Data provided →
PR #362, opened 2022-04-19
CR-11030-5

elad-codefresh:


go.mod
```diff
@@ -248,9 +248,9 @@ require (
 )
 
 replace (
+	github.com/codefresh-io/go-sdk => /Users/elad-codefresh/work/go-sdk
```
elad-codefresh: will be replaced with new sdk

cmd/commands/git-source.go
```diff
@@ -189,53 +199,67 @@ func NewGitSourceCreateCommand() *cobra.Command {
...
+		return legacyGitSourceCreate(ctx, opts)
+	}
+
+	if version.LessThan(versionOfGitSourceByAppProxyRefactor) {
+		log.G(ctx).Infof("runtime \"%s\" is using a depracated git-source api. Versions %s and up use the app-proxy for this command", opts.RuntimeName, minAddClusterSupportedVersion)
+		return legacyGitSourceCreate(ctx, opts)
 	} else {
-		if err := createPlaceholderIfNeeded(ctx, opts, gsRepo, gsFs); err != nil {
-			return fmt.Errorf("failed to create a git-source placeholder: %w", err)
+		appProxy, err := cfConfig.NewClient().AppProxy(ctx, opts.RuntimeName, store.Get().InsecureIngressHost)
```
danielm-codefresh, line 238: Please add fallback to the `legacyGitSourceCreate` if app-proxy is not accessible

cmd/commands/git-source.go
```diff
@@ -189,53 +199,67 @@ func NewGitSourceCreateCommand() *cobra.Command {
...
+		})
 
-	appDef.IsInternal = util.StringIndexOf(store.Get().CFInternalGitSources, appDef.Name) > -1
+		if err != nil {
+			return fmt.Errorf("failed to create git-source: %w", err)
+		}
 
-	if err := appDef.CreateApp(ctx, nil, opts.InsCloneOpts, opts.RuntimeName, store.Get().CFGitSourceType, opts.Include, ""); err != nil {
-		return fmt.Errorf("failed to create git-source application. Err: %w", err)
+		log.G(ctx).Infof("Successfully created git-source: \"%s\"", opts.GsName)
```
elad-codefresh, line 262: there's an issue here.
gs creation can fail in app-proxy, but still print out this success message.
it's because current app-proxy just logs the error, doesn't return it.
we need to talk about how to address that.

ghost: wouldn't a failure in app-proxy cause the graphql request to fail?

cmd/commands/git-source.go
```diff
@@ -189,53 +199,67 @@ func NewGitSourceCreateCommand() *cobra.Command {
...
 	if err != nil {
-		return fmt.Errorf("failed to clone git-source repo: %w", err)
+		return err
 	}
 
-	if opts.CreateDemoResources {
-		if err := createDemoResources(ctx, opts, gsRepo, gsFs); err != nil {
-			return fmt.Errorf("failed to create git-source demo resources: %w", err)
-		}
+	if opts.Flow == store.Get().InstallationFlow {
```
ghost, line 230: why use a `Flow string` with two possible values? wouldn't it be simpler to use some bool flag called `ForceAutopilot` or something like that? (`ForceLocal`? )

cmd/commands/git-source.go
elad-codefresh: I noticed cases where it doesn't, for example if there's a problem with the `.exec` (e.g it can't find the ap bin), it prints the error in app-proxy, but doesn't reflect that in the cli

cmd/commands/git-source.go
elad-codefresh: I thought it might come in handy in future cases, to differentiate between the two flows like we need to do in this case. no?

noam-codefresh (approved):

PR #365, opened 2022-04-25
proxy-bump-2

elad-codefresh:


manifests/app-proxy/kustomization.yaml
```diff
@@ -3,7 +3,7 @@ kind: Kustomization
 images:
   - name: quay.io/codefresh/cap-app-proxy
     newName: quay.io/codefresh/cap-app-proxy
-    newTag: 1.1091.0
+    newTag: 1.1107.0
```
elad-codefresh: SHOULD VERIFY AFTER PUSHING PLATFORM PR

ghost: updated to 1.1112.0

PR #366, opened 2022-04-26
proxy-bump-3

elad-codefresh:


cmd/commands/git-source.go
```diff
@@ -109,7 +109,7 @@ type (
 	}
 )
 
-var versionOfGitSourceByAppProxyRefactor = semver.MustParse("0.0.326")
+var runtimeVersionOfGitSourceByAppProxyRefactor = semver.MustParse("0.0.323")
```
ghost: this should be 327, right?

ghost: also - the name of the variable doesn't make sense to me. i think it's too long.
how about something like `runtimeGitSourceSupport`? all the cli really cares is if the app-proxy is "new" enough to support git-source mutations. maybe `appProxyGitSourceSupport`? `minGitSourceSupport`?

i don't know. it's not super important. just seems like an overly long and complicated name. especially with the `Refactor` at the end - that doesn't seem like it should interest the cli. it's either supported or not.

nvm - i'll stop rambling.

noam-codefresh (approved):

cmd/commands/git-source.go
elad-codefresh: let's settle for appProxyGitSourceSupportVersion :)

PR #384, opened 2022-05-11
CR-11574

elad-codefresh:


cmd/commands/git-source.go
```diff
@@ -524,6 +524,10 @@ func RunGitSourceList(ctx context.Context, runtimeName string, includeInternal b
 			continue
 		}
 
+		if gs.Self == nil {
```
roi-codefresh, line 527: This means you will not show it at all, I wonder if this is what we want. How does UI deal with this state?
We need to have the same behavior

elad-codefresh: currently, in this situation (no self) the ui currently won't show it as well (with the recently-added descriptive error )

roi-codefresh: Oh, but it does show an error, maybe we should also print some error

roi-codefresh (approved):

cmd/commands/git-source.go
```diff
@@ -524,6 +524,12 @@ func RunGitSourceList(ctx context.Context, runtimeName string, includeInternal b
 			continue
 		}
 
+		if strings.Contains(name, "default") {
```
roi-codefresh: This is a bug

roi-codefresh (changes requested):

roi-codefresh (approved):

Exercise directions → What you give back must match the material word for word.

Response to the exercise →
PR #362, opened 2022-04-19
CR-11030-5

elad-codefresh:


go.mod
```diff
@@ -248,9 +248,9 @@ require (
 )
 
 replace (
+	github.com/codefresh-io/go-sdk => /Users/elad-codefresh/work/go-sdk
```
elad-codefresh: will be replaced with new sdk

cmd/commands/git-source.go
```diff
@@ -189,53 +199,67 @@ func NewGitSourceCreateCommand() *cobra.Command {
...
+		return legacyGitSourceCreate(ctx, opts)
+	}
+
+	if version.LessThan(versionOfGitSourceByAppProxyRefactor) {
+		log.G(ctx).Infof("runtime \"%s\" is using a depracated git-source api. Versions %s and up use the app-proxy for this command", opts.RuntimeName, minAddClusterSupportedVersion)
+		return legacyGitSourceCreate(ctx, opts)
 	} else {
-		if err := createPlaceholderIfNeeded(ctx, opts, gsRepo, gsFs); err != nil {
-			return fmt.Errorf("failed to create a git-source placeholder: %w", err)
+		appProxy, err := cfConfig.NewClient().AppProxy(ctx, opts.RuntimeName, store.Get().InsecureIngressHost)
```
danielm-codefresh, line 238: Please add fallback to the `legacyGitSourceCreate` if app-proxy is not accessible

cmd/commands/git-source.go
```diff
@@ -189,53 +199,67 @@ func NewGitSourceCreateCommand() *cobra.Command {
...
+		})
 
-	appDef.IsInternal = util.StringIndexOf(store.Get().CFInternalGitSources, appDef.Name) > -1
+		if err != nil {
+			return fmt.Errorf("failed to create git-source: %w", err)
+		}
 
-	if err := appDef.CreateApp(ctx, nil, opts.InsCloneOpts, opts.RuntimeName, store.Get().CFGitSourceType, opts.Include, ""); err != nil {
-		return fmt.Errorf("failed to create git-source application. Err: %w", err)
+		log.G(ctx).Infof("Successfully created git-source: \"%s\"", opts.GsName)
```
elad-codefresh, line 262: there's an issue here.
gs creation can fail in app-proxy, but still print out this success message.
it's because current app-proxy just logs the error, doesn't return it.
we need to talk about how to address that.

ghost: wouldn't a failure in app-proxy cause the graphql request to fail?

cmd/commands/git-source.go
```diff
@@ -189,53 +199,67 @@ func NewGitSourceCreateCommand() *cobra.Command {
...
 	if err != nil {
-		return fmt.Errorf("failed to clone git-source repo: %w", err)
+		return err
 	}
 
-	if opts.CreateDemoResources {
-		if err := createDemoResources(ctx, opts, gsRepo, gsFs); err != nil {
-			return fmt.Errorf("failed to create git-source demo resources: %w", err)
-		}
+	if opts.Flow == store.Get().InstallationFlow {
```
ghost, line 230: why use a `Flow string` with two possible values? wouldn't it be simpler to use some bool flag called `ForceAutopilot` or something like that? (`ForceLocal`? )

cmd/commands/git-source.go
elad-codefresh: I noticed cases where it doesn't, for example if there's a problem with the `.exec` (e.g it can't find the ap bin), it prints the error in app-proxy, but doesn't reflect that in the cli

cmd/commands/git-source.go
elad-codefresh: I thought it might come in handy in future cases, to differentiate between the two flows like we need to do in this case. no?

noam-codefresh (approved):

PR #365, opened 2022-04-25
proxy-bump-2

elad-codefresh:


manifests/app-proxy/kustomization.yaml
```diff
@@ -3,7 +3,7 @@ kind: Kustomization
 images:
   - name: quay.io/codefresh/cap-app-proxy
     newName: quay.io/codefresh/cap-app-proxy
-    newTag: 1.1091.0
+    newTag: 1.1107.0
```
elad-codefresh: SHOULD VERIFY AFTER PUSHING PLATFORM PR

ghost: updated to 1.1112.0

PR #366, opened 2022-04-26
proxy-bump-3

elad-codefresh:


cmd/commands/git-source.go
```diff
@@ -109,7 +109,7 @@ type (
 	}
 )
 
-var versionOfGitSourceByAppProxyRefactor = semver.MustParse("0.0.326")
+var runtimeVersionOfGitSourceByAppProxyRefactor = semver.MustParse("0.0.323")
```
ghost: this should be 327, right?

ghost: also - the name of the variable doesn't make sense to me. i think it's too long.
how about something like `runtimeGitSourceSupport`? all the cli really cares is if the app-proxy is "new" enough to support git-source mutations. maybe `appProxyGitSourceSupport`? `minGitSourceSupport`?

i don't know. it's not super important. just seems like an overly long and complicated name. especially with the `Refactor` at the end - that doesn't seem like it should interest the cli. it's either supported or not.

nvm - i'll stop rambling.

noam-codefresh (approved):

cmd/commands/git-source.go
elad-codefresh: let's settle for appProxyGitSourceSupportVersion :)

PR #384, opened 2022-05-11
CR-11574

elad-codefresh:


cmd/commands/git-source.go
```diff
@@ -524,6 +524,10 @@ func RunGitSourceList(ctx context.Context, runtimeName string, includeInternal b
 			continue
 		}
 
+		if gs.Self == nil {
```
roi-codefresh, line 527: This means you will not show it at all, I wonder if this is what we want. How does UI deal with this state?
We need to have the same behavior

elad-codefresh: currently, in this situation (no self) the ui currently won't show it as well (with the recently-added descriptive error )

roi-codefresh: Oh, but it does show an error, maybe we should also print some error

roi-codefresh (approved):

cmd/commands/git-source.go
```diff
@@ -524,6 +524,12 @@ func RunGitSourceList(ctx context.Context, runtimeName string, includeInternal b
 			continue
 		}
 
+		if strings.Contains(name, "default") {
```
roi-codefresh: This is a bug

roi-codefresh (changes requested):

roi-codefresh (approved):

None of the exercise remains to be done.